━━ GIVEN DATA ━━
PR #157, opened 2015-09-04
Subpage names don't need to match resource paths anymore

mathjazz:
If we wanted to match subpage against specific resource(s), its name
had to be exactly the same as the path to the resource file. Which is
lame. This is no loner required. As a consequence, we can now have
━━━
■ ABOUT THIS TASK:
Reproduce the data, keeping every line exactly the same.

■ OUTPUT:
PR #157, opened 2015-09-04
Subpage names don't need to match resource paths anymore

mathjazz:
If we wanted to match subpage against specific resource(s), its name
had to be exactly the same as the path to the resource file. Which is
lame. This is no loner required. As a consequence, we can now have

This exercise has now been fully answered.